The life-saving pens are not cheap and the price has skyrocketed recently.

The manufacturer, Mylan, has been under intense scrutiny this past year as prices hit a new high of $600 for a two pack.

For people like Smith with a sever allergy, they're going to need a lot more than two. Which makes the price tag for the drug almost too much to afford.

The I-Team took a trip across the bridge to Canada to see if the EpiPen and other drugs are cheaper. It turns out, they are.

TV5 went to Sarnia, Ontario where they stopped at London Road Pharmacy. Tammy Maure, pharmacist, said she sees a lot of Michigan people in her shop.

"Doesn't really bother me. The only thing is if it's a prescription it has to be cosigned by a Canadian physician or we can't fill it," Maure said.

She said things like insulin, blood pressure medication or EpiPens don't require a prescription in Canada. EpiPens only cost $106 in Canada - in Canadian dollars. That's $79 U.S. dollars.

That's a lot cheaper than the price tag in the U.S.

"Well, I think the government has a tight leash on what the drug companies do and are allowed to spend so it makes it a lot different for us," Maure said.

The Canadian government, unlike in America, regulates the price of their drugs so they aren't too expensive for their citizens.

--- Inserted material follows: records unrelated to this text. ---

PR #29, opened 2016-07-28
add etcd lease client interface

StupidHod:


src/main/java/com/coreos/jetcd/EtcdLease.java
```diff
@@ -0,0 +1,83 @@
...
+import com.google.common.util.concurrent.ListenableFuture;
+
+/**
+ * Interface of Lease talking to etcd
+ */
+public interface EtcdLease {
+
+    /**
+     * New a lease with ttl value
+     * @param ttl ttl value
```
xiang90: What is the unit? In seconds?

src/main/java/com/coreos/jetcd/EtcdLease.java
```diff
@@ -0,0 +1,83 @@
...
+     * @param leaseId
+     * @return The keepAlive response
+     */
+    ListenableFuture<LeaseKeepAliveResponse> keepAliveOnce(long leaseId);
+
+    /**
+     * set EtcdLeaseHandler for EtcdLease
+     * @param etcdLeaseHandler
+     */
+    void setEtcdLeaseHandler(EtcdLeaseHandler etcdLeaseHandler);
```
xiang90: is it possible to set per lease handler instead of a global one?

src/main/java/com/coreos/jetcd/EtcdLease.java
StupidHod: Yes

xiang90: can we add this into doc?

src/main/java/com/coreos/jetcd/EtcdLease.java
StupidHod: OK. I  will add this feature.

src/main/java/com/coreos/jetcd/EtcdLease.java
StupidHod: Ok, I will add it with one commit.

StupidHod:
@xiang90 @AdoHe , I have added the support for per lease, hope for your review, tks.

src/main/java/com/coreos/jetcd/EtcdLease.java
```diff
@@ -0,0 +1,98 @@
...
+    ListenableFuture<LeaseKeepAliveResponse> keepAliveOnce(long leaseId);
+
+    /**
+     * set EtcdLeaseHandler for lease
+     *
+     * @param leaseId          id of the lease to set handler
+     * @param etcdLeaseHandler the handler for the lease
+     * @throws InvalidParameterException if lease do not exist
+     */
+    void setEtcdLeaseHandler(long leaseId, EtcdLeaseHandler etcdLeaseHandler) throws InvalidParameterException;
```
AdoHe: `InvalidParameterException` should be changed to other exception, if can not find one in Java, you can define custom one.

AdoHe:
LGTM, except the exception.

StupidHod:
@AdoHe Hi, I have add a NoSuchLeaseException to replace the InvalidParameterException.

AdoHe:
LGTM. @xiang90 any further comments here?

xiang90:
Lgtm

PR #1170, opened 2020-10-15
Improve performence

GMHDBJD:
fix performance issue

- improve performance
- fix grafana no data


syncer/syncer.go
```diff
@@ -1671,7 +1671,11 @@ func (s *Syncer) handleRowsEvent(ev *replication.RowsEvent, ec eventContext) err
 }
 
 func (s *Syncer) handleQueryEvent(ev *replication.QueryEvent, ec eventContext) error {
-	sql := strings.TrimSpace(string(ev.Query))
+	query := string(ev.Query)
+	if query == "BEGIN" {
+		return nil
+	}
```
csuzhangxc, line 1677: `bytes.Equal`?

pkg/metricsproxy/summaryvec.go
```diff
@@ -53,7 +53,7 @@ func (c *SummaryVecProxy) WithLabelValues(lvs ...string) prometheus.Observer {
 			labels[c.LabelNames[index]] = label
 		}
 		c.mu.Lock()
-		noteLabelsInMetricsProxy(c, labels)
+		noteLabelsInMetricsProxy(c, labels, lvs)
```
csuzhangxc, line 56: Can we remove above

```
labels := make(map[string]string, len(lvs))
for index, label := range lvs {
	labels[c.LabelNames[index]] = label
}
```

GMHDBJD:
I'm working on location.Clone, will create a new pr because it seems a big change. PTAL for this pr now

pkg/metricsproxy/countervec.go
```diff
@@ -44,12 +48,8 @@ func NewCounterVec(opts prometheus.CounterOpts, labelNames []string) *CounterVec
 //     myVec.WithLabelValues("404", "GET").Add(42)
 func (c *CounterVecProxy) WithLabelValues(lvs ...string) prometheus.Counter {
 	if len(lvs) > 0 {
-		labels := make(map[string]string, len(lvs))
-		for index, label := range lvs {
-			labels[c.LabelNames[index]] = label
-		}
 		c.mu.Lock()
-		noteLabelsInMetricsProxy(c, labels)
+		noteLabelsInMetricsProxy(c, lvs)
```
csuzhangxc, line 52: How about only lock `c.Labels` (not lock two-level function call and `strings.Join`)? or maybe you can try `sync.Map`.

syncer/syncer.go
```diff
@@ -1669,6 +1670,9 @@ func (s *Syncer) handleRowsEvent(ev *replication.RowsEvent, ec eventContext) err
 }
 
 func (s *Syncer) handleQueryEvent(ev *replication.QueryEvent, ec eventContext) error {
+	if bytes.Equal(ev.Query, []byte("BEGIN")) {
```
lance6716, line 1673: not sure if all binlog is upper-case. (it's OK till now)

lance6716 (commented):
will review later

lance6716:
LGTM

pkg/conn/baseconn.go
```diff
@@ -160,9 +160,11 @@ func (conn *BaseConn) ExecuteSQLWithIgnoreError(tctx *tcontext.Context, hVec *me
 			arg = args[i]
 		}
 
-		tctx.L().Debug("execute statement",
-			zap.String("query", utils.TruncateString(query, -1)),
-			zap.String("argument", utils.TruncateInterface(arg, -1)))
+		if tctx.L().Check(zap.DebugLevel, "test") != nil {
```
lance6716, line 163: how does this change take effect?

GMHDBJD: If not debug level, this func will return nil, and will not call TruncateInterface

csuzhangxc: @GMHDBJD you may add a comment here to explain it (for the future).

syncer/checkpoint.go
```diff
@@ -139,14 +139,14 @@ func (b *binlogPoint) outOfDate() bool {
 func (b *binlogPoint) MySQLLocation() binlog.Location {
 	b.RLock()
 	defer b.RUnlock()
-	return b.location.Clone()
+	return b.location
```
csuzhangxc, line 142: How about adding some comments to tell the caller to clone it for writer operations? if so, ditto for `FlushedMySQLLocation`. may also for other public methods?

pkg/binlog/position.go
```diff
@@ -346,3 +338,19 @@ func compareIndex(lhs, rhs int) int {
 func (l *Location) ResetSuffix() {
 	l.Suffix = 0
 }
+
+// SetGTID set new gtid for location
+func (l *Location) SetGTID(gset mysql.GTIDSet) error {
```
csuzhangxc, line 343: How about adding a UT for read/write with a shallow copy? (to simulate passing a location to `job` or `handle-error`)

syncer/checkpoint.go
GMHDBJD: Use SetGTID rather than GITD.Set always. We may change attributes in Location to lowercase later and don't need to clone.

pkg/binlog/position.go
GMHDBJD: add ut in f1b2f52. Pointers need to be treated with care.

pkg/binlog/position_test.go
```diff
@@ -723,3 +723,45 @@ func (t *testPositionSuite) TestVerifyBinlogPos(c *C) {
...
+	loc2.Position.Pos++
+	c.Assert(loc.Position.Pos, Equals, uint32(2333))
+	c.Assert(CompareLocation(loc, loc2, false), Equals, -1)
+
+	loc2.Position.Name = "mysql-bin.00001"
+	c.Assert(loc.Position.Name, Equals, "mysql-bin.00002")
+	c.Assert(CompareLocation(loc, loc2, false), Equals, 1)
+
+	// WARN: will change other location's gtid
+	err := loc2.GTIDSet.Set(mysqlSet2)
```
lance6716, line 756: agree to make member `GTIDSet` private, to avoid this usage (if need much change, later is fine)

lance6716 (commented):
LGTM

csuzhangxc (approved):
LGTM

PR #1189, opened 2020-10-20
loader: fix nil map after clone

lance6716:
fix nil map after clone. We may found more map or develop a safe clone in future

### Check List 

Tests 

Code changes

Side effects

Related changes

### DIFF
--- a/loader/loader.go
+++ b/loader/loader.go
@@ -465,9 +465,12 @@ func (l *Loader) Init(ctx context.Context) (err error) {
 	if err != nil {
 		return err
 	}
-	// fix nil map after clone
-	// TODO: we may develop `TrueClone` in future
-	lcfg.To.Session = make(map[string]string)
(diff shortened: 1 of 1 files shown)


csuzhangxc (approved):
LGTM

loader/loader.go
```diff
@@ -465,6 +465,9 @@ func (l *Loader) Init(ctx context.Context) (err error) {
 	if err != nil {
 		return err
 	}
+	// fix nil map after clone
+	// TODO: we may develop `TrueClone` in future
+	lcfg.To.Session = make(map[string]string)
```
csuzhangxc, line 470: if `lcfg.To.Session` has some valid values, this `make` will clear them, right?

csuzhangxc (commented):
LGTM

GMHDBJD (approved):
LGTM

PR #1247, opened 2020-10-30
test: fix unstable handle-error test case

GMHDBJD:
[jenkins](https://internal.pingcap.net/idc-jenkins/blue/organizations/jenkins/test_dm_master/detail/test_dm_master/1634/pipeline/)
after execute `handle-error revert`, task will auto resume.
when execute `handle-error skip`, task is still running so the case fail
add `query-status` between revert and skip, make sure task is pause by error

### Check List 

Tests 

 - Integration test


csuzhangxc (commented):
LGTM

lance6716 (commented):
LGTM

lance6716 (approved):

PR #1297, opened 2020-11-25
handle-error: only support to handle query error

GMHDBJD:
only support handle query error to avoid misuse
add a check when handle-error

### Check List 

Tests 
 - Integration test

### DIFF
--- a/syncer/handle_error.go
+++ b/syncer/handle_error.go
@@ -33,9 +33,12 @@ func (s *Syncer) HandleError(ctx context.Context, req *pb.HandleWorkerErrorReque
 	pos := req.BinlogPos
 
 	if len(pos) == 0 {
-		startLocation := s.getErrLocation()
+		startLocation, isQueryEvent := s.getErrLocation()
 		if startLocation == nil {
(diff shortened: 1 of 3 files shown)


syncer/handle_error.go
```diff
@@ -33,10 +33,13 @@ func (s *Syncer) HandleError(ctx context.Context, req *pb.HandleWorkerErrorReque
 	pos := req.BinlogPos
 
 	if len(pos) == 0 {
-		startLocation := s.getErrLocation()
+		startLocation, isQueryEvent := s.getErrLocation()
 		if startLocation == nil {
 			return fmt.Errorf("source '%s' has no error", s.cfg.SourceID)
 		}
+		if !isQueryEvent {
+			return fmt.Errorf("only support to handle query error currently")
```
lance6716, line 41: How about change to "handle DDL error" (query is unfamiliar to me), and provide some guidance to handle non-DDL error

lance6716 (commented):
rest LGTM

lance6716:
LGTM

csuzhangxc (approved):
LGTM

PR #1306, opened 2020-11-26
sycner: automatically use upstream sql_mode

GMHDBJD:
Inconsistent upstream and downstream sql_mode leads to inconsistent data

get dsn scope sql_mode from upstream database if sql_mode is not specified in task config.

**Still can't use different session sql_mode base on different binlog event like mysql master-slave replication. One solution is get sql_mode from `begin` event and apply it for rows event in same txn, which is ineffective.**
### Check List 

Tests 

 - Integration test

### DIFF
--- a/syncer/syncer.go
+++ b/syncer/syncer.go
@@ -2351,23 +2351,25 @@ func (s *Syncer) createDBs(ctx context.Context) error {
 		return err
 	}
 
+	hasSQLMode := false
 	// get sql_mode from upstream db
 	if s.cfg.To.Session == nil {
 		s.cfg.To.Session = make(map[string]string)
-	}
-	hasSQLMode := false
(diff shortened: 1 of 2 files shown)


syncer/syncer.go
```diff
@@ -2351,6 +2351,25 @@ func (s *Syncer) createDBs() error {
 		return err
 	}
 
+	// get sql_mode from upstream db
+	if s.cfg.To.Session == nil {
+		s.cfg.To.Session = make(map[string]string)
+	}
+	hasSQLMode := false
+	for k := range s.cfg.To.Session {
```
lance6716, line 2359: could add an `else` in L2357 and put this into `else`

lance6716 (commented):
rest LGTM

csuzhangxc (approved):
LGTM

Issue #1320, opened 2020-12-02
precheck didn't work so dumpling created illegal metadata


lance6716:
## Bug Report

Please answer these questions before submitting your issue. Thanks!

1. What did you do? If possible, provide a recipe for reproducing the error.

https://asktug.com/t/topic/64011/7

2. What did you expect to see?

since this error is `Error 1227: Access denied; you need (at least one of) the SUPER, REPLICATION CLIENT privilege(s) for this operation`, missing of REPLICATION CLIENT should be deteced early

3. What did you see instead?

parse mydumper metadata error: EOF, metadata: Started dump at: 2020-12-01 18:16:30\nSHOW MASTER STATUS:\nSHOW MASTER STATUS: /* AFTER CONNECTION POOL ESTABLISHED */\nFinished dump at: 2020-12-01 23:07:35\n

4. Versions of the cluster

    - DM version (run `dmctl -V` or `dm-worker -V` or `dm-master -V`):

        2.0.0

    - Upstream MySQL/MariaDB server version:

        MySQL 8.0.14

    - Downstream TiDB cluster version (execute `SELECT tidb_version();` in a MySQL client):

        ```
        (paste TiDB cluster version here)
        ```

    - How did you deploy DM: DM-Ansible or manually?

        ```
        (leave DM-Ansible or manually here)
        ```

    - Other interesting information (system version, hardware config, etc):

        >
        >

5. current status of DM cluster (execute `query-status` in dmctl)

6. Operation logs
   - Please upload `dm-worker.log` for every DM-worker instance if possible
   - Please upload `dm-master.log` if possible
   - Other interesting logs
   - Output of dmctl's commands with problems
   
7. Configuration of the cluster and the task
   - `dm-worker.toml` for every DM-worker instance if possible
   - `dm-master.toml` for DM-master if possible
   - task config, like `task.yaml` if possible
   - `inventory.ini` if deployed by DM-Ansible

8. Screenshot/exported-PDF of Grafana dashboard or metrics' graph in Prometheus for DM if possible

glkappe:
@lance6716 This issue will be cherry picked in which version of dm

lance6716:
> @lance6716 This issue will be cherry picked in which version of dm

the root cause is still not located, maybe it's a MySQL 8.0 problem. If so, DM v1.0 didn't support MySQL 8.0 so that's out of our support

lance6716:
> @lance6716 This issue will be cherry picked in which version of dm

[...]

PR #1321, opened 2020-12-02
load: load should not need metadata

lance6716:
part of #1320 

since full mode doesn't not need REPLICATION related privilege and doesn't check it, mydumper/dumpling won't generate a valid `metdata` file containing "SHOW MASTER STATUS:" at then. And when loader parse it, load task will stop.

Now load should ignore that error

### Check List 

Tests 

 - pass original test

Code changes

Side effects

Related changes


lance6716:
Why didn't relay unit start sync from metadata's position, thus we need not `unitTransWaitCondition` 🤔

GMHDBJD:
> Why didn't relay unit start sync from metadata's position, thus we need not `unitTransWaitCondition` 🤔

I think relay should be source level but not task level. So it may start from now, or start from pos/gtid which we specify

loader/loader.go
```diff
@@ -1307,6 +1307,11 @@ func (l *Loader) getMydumpMetadata() error {
 	metafile := filepath.Join(l.cfg.LoaderConfig.Dir, "metadata")
 	loc, _, err := dumpling.ParseMetaData(metafile, l.cfg.Flavor)
 	if err != nil {
+		if terror.ErrMetadataNoBinlogLoc.Equal(err) {
+			l.logger.Warn("dumped metadata doesn't have binlog location, it's OK if DM doesn't enter incremental mode")
```
GMHDBJD, line 1311: How about check task_mode here? 
It is annoying to report errors after a long time import is completed

lance6716: We're checking REPLICATION CLIENT in pre-check wrongly, (should make sure it's grants on `*.*`). So for all mode and incremental mode, pre-check could make sure there's enough privilege generating correct metadata. For full mode, it's no harm

GMHDBJD: Are there any other cases that may cause this error? 🤔

GMHDBJD (commented):
LGTM

csuzhangxc (approved):
LGTM

PR #1323, opened 2020-12-03
feat: add get-config command

GMHDBJD:
use get-config command to get task/worker/master/source cfg.

- [x] refine get-task-config to support merge from subtask
- [x] get worker/master/source cfg

### Check List 

Tests 

 - Unit test
 - Integration test


dm/ctl/ctl.go
```diff
@@ -72,7 +72,7 @@ func NewRootCmd() *cobra.Command {
 		master.NewOperateLeaderCmd(),
 		master.NewListMemberCmd(),
 		master.NewOperateSchemaCmd(),
-		master.NewGetTaskCfgCmd(),
```
lance6716, line 75: I'm afraid some users have remembered this command, could we keep it as an alias of `get-config` or give redirect message?

dm/master/scheduler/scheduler.go
```diff
@@ -336,126 +323,6 @@ func (s *Scheduler) RemoveSourceCfg(source string) error {
...
-		return nil
-	}
-
-	// 1. check whether exists.
-	// return nil because we may use `start-task -s source` for subtask
-	if _, ok := s.taskCfgs[cfg.Name]; ok {
-		return nil
-	}
-
-	// 2. put the config into etcd.
```
lance6716, line 369: we don't need this function now?

lance6716 (commented):
will review later 😭

chaos/cases/task.go
```diff
@@ -363,6 +365,10 @@ func (t *task) genIncrData(ctx context.Context) (err error) {
 				})
 			}
 			if err = eg.Wait(); err != nil {
+				if utils.IsMySQLError(err, mysql.ErrDupFieldName) {
```
csuzhangxc, line 368: `eg.Wait()` will only return the **first** error, but there may be other errors at the same time. How about doing this filter in `eg.Go(func() error {`?

dm/ctl/ctl.go
GMHDBJD: alias it for both interactionMode and commandMode

dm/master/scheduler/scheduler.go
GMHDBJD: No need to save them into etcd now.

dm/config/task.go
```diff
@@ -628,6 +615,21 @@ func (c *TaskConfig) SubTaskConfigs(sources map[string]DBConfig) ([]*SubTaskConf
 	return cfgs, nil
 }
 
+func getGenerateName(rule interface{}, nameIdx int, namePrefix string, nameMap map[string]string) (string, int) {
```
lance6716, line 618: please add a comment about dealing arguments and returns of this function

dm/config/task.go
```diff
@@ -656,39 +658,48 @@ func (c *TaskConfig) FromSubTaskConfigs(stCfgs ...*SubTaskConfig) {
 	c.Loaders = make(map[string]*LoaderConfig)
 	c.Syncers = make(map[string]*SyncerConfig)
 
+	BAListMap := make(map[string]string, len(stCfgs))
```
lance6716, line 661: `baList`

dm/config/task_test.go
```diff
@@ -429,7 +440,7 @@ func (t *testConfig) TestGenAndFromSubTaskConfigs(c *C) {
 				Security:         &security,
 				RawDBCfg:         &rawDBCfg,
 			},
-			RouteRules:  []*router.TableRule{&routeRule1, &routeRule2},
+			RouteRules:  []*router.TableRule{&routeRule2, &routeRule1},
```
lance6716, line 443: we could test different subtask has different route rules, and merged task won't lost any of them for new implementation of `FromSubTaskConfigs `

lance6716 (commented):
will review later

tests/dmctl_basic/check_list/get_config.sh
```diff
@@ -0,0 +1,125 @@
...
+        "operate-source create $WORK_DIR/get_source2.yaml" \
+        "\"result\": true" 2
+
+    # start task with get config
+    run_dm_ctl $WORK_DIR "127.0.0.1:$MASTER_PORT" \
+        "start-task $WORK_DIR/get_task.yaml" \
+        "\"result\": true" 3
+
+    # restart master with get config
+    ps aux | grep dm-master |awk '{print $2}'|xargs kill || true
```
lance6716, line 102: we might try `killall` (not sure it's supported in CI, it's OK not changing)

tests/dmctl_basic/conf/dm-master.toml
```diff
@@ -1,4 +1,5 @@
 # Master Configuration.
 
+name = "master1"
```
lance6716, line 3: if user didn't set this field, could `get-config` find this config? if so, should we set a default value

dm/master/server.go
```diff
@@ -1781,27 +1768,140 @@ func (s *Server) OperateSchema(ctx context.Context, req *pb.OperateSchemaRequest
...
+			return subCfgList[i].SourceID < subCfgList[j].SourceID
+		})
 
-	if len(cfg) == 0 {
-		return &pb.GetTaskCfgResponse{
-			Result: false,
-			Msg:    "task not found",
-		}, nil
+		var taskCfg config.TaskConfig
+		taskCfg.FromSubTaskConfigs(subCfgList...)
```
lance6716, line 1845: How about move reciever of this function to return value
And update the comment of this function (not only used when import from v1.0)

lance6716 (commented):
rest LGTM

cmd/dm-ctl/main.go
```diff
@@ -240,3 +243,20 @@ func loop() {
...
 }
+
+func aliasArgs(args []string) []string {
+	args = aliasGetTaskCfgCmd(args)
+	return args
+}
+
+func aliasGetTaskCfgCmd(args []string) []string {
+	for i, arg := range args {
+		if arg == "get-task-config" {
```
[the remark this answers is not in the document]
GMHDBJD: Not for command mode. `./dmctl --master-addr get-task-config`

csuzhangxc (commented):
LGTM

dm/config/task.go
GMHDBJD: We use BAList in task config. https://github.com/pingcap/dm/blob/4ebd3b5de1e4e7ba49faaae508d671e0b4df03df/dm/config/task.go#L318

tests/dmctl_basic/conf/dm-master.toml
GMHDBJD: We adjust master name for user. 
https://github.com/pingcap/dm/blob/master/dm/master/config.go#L250-L257
They may use list-member to check it.

dm/config/task.go
lance6716: IMO that's public accessible so could use uppercase

lance6716 (approved):
LGTM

The I-Team went to a restaurant where Sarnia residents said they have never worried about not being able to pay for their medication.

"No, not at all. All the drugs are paid for. You have your prescription. I mean, there's different plans that allow us to and we have to pay a small dispensing fee, but overall I'm not too concerned about it," said Paul Campbell, Canadian citizen.

However, Canada is a lot different when it comes to healthcare. What they don't pay for at the pharmacy they do in taxes.

"Well, it's a Canadian value. All of us have a healthcare care. So anyone in Canada who needs healthcare or drugs can get them at no cost to them," said Mike Bradley, mayor of Sarnia.

He said his country's views on healthcare is something he's grateful for.

"Just this past August I had a major skin cancer operation. I was brought home from the hospital and I think the total cost of the medication, even though it was very expensive, it was just a couple of dollars. That's what we try to do as Canadians, take care of each other," Bradley said.

Before U.S. residents head to Canada to purchase EpiPens, they should know the rules as they pass through customs.

According to U.S. Customs and Border Protection, it is legal to bring back items like EpiPens as long as it is for personal use. To make the drive across the bridge smoother, customs suggests residents declare all medicine as they enter back into the United States. Americans should keep the drugs in their original containers and present a valid prescription if necessary.